[MATERIAL TO PROCESS Boundary: Start]

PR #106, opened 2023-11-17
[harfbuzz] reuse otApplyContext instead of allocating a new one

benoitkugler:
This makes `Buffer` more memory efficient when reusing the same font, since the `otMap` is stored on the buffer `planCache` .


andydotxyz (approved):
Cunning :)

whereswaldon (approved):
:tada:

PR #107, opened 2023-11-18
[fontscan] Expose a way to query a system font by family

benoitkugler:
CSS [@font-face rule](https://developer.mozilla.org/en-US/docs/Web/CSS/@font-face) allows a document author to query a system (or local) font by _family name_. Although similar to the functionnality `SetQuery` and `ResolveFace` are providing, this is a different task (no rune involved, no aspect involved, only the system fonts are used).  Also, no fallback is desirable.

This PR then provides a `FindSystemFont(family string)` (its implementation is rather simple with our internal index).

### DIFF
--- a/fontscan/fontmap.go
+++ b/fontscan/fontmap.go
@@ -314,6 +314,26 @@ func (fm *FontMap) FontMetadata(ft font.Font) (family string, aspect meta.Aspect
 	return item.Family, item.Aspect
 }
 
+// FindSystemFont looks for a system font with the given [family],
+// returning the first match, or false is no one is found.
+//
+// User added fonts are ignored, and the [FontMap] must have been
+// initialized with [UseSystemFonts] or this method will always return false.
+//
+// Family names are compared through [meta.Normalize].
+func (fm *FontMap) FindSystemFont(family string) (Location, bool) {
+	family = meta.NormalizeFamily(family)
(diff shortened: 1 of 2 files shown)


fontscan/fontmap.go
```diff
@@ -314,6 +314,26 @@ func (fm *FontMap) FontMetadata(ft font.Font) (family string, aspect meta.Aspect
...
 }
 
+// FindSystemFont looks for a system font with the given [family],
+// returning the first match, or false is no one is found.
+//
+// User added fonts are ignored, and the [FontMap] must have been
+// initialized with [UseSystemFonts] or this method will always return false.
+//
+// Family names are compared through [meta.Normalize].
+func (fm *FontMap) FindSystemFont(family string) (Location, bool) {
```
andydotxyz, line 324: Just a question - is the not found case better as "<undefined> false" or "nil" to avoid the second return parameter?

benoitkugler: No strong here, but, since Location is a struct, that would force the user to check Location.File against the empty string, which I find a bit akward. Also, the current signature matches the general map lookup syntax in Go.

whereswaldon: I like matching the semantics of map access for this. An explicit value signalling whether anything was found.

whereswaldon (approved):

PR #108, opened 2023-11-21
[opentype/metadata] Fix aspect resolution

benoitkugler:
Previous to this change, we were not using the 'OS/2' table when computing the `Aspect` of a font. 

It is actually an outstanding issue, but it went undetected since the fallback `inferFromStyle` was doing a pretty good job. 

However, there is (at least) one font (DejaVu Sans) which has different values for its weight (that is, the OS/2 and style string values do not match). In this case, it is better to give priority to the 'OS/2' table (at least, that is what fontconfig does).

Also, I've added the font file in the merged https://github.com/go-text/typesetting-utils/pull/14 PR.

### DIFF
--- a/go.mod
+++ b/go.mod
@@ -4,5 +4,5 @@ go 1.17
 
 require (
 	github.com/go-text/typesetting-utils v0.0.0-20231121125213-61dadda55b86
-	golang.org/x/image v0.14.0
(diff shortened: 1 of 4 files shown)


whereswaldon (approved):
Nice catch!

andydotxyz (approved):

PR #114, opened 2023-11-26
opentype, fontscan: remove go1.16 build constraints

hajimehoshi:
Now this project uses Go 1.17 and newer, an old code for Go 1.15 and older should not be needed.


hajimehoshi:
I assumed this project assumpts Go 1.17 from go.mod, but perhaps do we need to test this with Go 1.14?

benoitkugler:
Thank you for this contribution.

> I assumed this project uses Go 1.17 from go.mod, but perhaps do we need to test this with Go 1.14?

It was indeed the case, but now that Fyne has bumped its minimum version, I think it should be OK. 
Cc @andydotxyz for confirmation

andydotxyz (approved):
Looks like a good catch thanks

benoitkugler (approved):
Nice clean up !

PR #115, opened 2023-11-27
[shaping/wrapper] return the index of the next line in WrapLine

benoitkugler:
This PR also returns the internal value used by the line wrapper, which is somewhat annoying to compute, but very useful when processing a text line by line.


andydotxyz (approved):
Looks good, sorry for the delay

[MATERIAL TO PROCESS Boundary: End]

• _TASK GOAL_
Without leaving anything out, repeat every entry shown above.

• _ANSWER BOX_
PR #106, opened 2023-11-17
[harfbuzz] reuse otApplyContext instead of allocating a new one

benoitkugler:
This makes `Buffer` more memory efficient when reusing the same font, since the `otMap` is stored on the buffer `planCache` .


andydotxyz (approved):
Cunning :)

whereswaldon (approved):
:tada:

PR #107, opened 2023-11-18
[fontscan] Expose a way to query a system font by family

benoitkugler:
CSS [@font-face rule](https://developer.mozilla.org/en-US/docs/Web/CSS/@font-face) allows a document author to query a system (or local) font by _family name_. Although similar to the functionnality `SetQuery` and `ResolveFace` are providing, this is a different task (no rune involved, no aspect involved, only the system fonts are used).  Also, no fallback is desirable.

This PR then provides a `FindSystemFont(family string)` (its implementation is rather simple with our internal index).

### DIFF
--- a/fontscan/fontmap.go
+++ b/fontscan/fontmap.go
@@ -314,6 +314,26 @@ func (fm *FontMap) FontMetadata(ft font.Font) (family string, aspect meta.Aspect
 	return item.Family, item.Aspect
 }
 
+// FindSystemFont looks for a system font with the given [family],
+// returning the first match, or false is no one is found.
+//
+// User added fonts are ignored, and the [FontMap] must have been
+// initialized with [UseSystemFonts] or this method will always return false.
+//
+// Family names are compared through [meta.Normalize].
+func (fm *FontMap) FindSystemFont(family string) (Location, bool) {
+	family = meta.NormalizeFamily(family)
(diff shortened: 1 of 2 files shown)


fontscan/fontmap.go
```diff
@@ -314,6 +314,26 @@ func (fm *FontMap) FontMetadata(ft font.Font) (family string, aspect meta.Aspect
...
 }
 
+// FindSystemFont looks for a system font with the given [family],
+// returning the first match, or false is no one is found.
+//
+// User added fonts are ignored, and the [FontMap] must have been
+// initialized with [UseSystemFonts] or this method will always return false.
+//
+// Family names are compared through [meta.Normalize].
+func (fm *FontMap) FindSystemFont(family string) (Location, bool) {
```
andydotxyz, line 324: Just a question - is the not found case better as "<undefined> false" or "nil" to avoid the second return parameter?

benoitkugler: No strong here, but, since Location is a struct, that would force the user to check Location.File against the empty string, which I find a bit akward. Also, the current signature matches the general map lookup syntax in Go.

whereswaldon: I like matching the semantics of map access for this. An explicit value signalling whether anything was found.

whereswaldon (approved):

PR #108, opened 2023-11-21
[opentype/metadata] Fix aspect resolution

benoitkugler:
Previous to this change, we were not using the 'OS/2' table when computing the `Aspect` of a font. 

It is actually an outstanding issue, but it went undetected since the fallback `inferFromStyle` was doing a pretty good job. 

However, there is (at least) one font (DejaVu Sans) which has different values for its weight (that is, the OS/2 and style string values do not match). In this case, it is better to give priority to the 'OS/2' table (at least, that is what fontconfig does).

Also, I've added the font file in the merged https://github.com/go-text/typesetting-utils/pull/14 PR.

### DIFF
--- a/go.mod
+++ b/go.mod
@@ -4,5 +4,5 @@ go 1.17
 
 require (
 	github.com/go-text/typesetting-utils v0.0.0-20231121125213-61dadda55b86
-	golang.org/x/image v0.14.0
(diff shortened: 1 of 4 files shown)


whereswaldon (approved):
Nice catch!

andydotxyz (approved):

PR #114, opened 2023-11-26
opentype, fontscan: remove go1.16 build constraints

hajimehoshi:
Now this project uses Go 1.17 and newer, an old code for Go 1.15 and older should not be needed.


hajimehoshi:
I assumed this project assumpts Go 1.17 from go.mod, but perhaps do we need to test this with Go 1.14?

benoitkugler:
Thank you for this contribution.

> I assumed this project uses Go 1.17 from go.mod, but perhaps do we need to test this with Go 1.14?

It was indeed the case, but now that Fyne has bumped its minimum version, I think it should be OK. 
Cc @andydotxyz for confirmation

andydotxyz (approved):
Looks like a good catch thanks

benoitkugler (approved):
Nice clean up !

PR #115, opened 2023-11-27
[shaping/wrapper] return the index of the next line in WrapLine

benoitkugler:
This PR also returns the internal value used by the line wrapper, which is somewhat annoying to compute, but very useful when processing a text line by line.


andydotxyz (approved):
Looks good, sorry for the delay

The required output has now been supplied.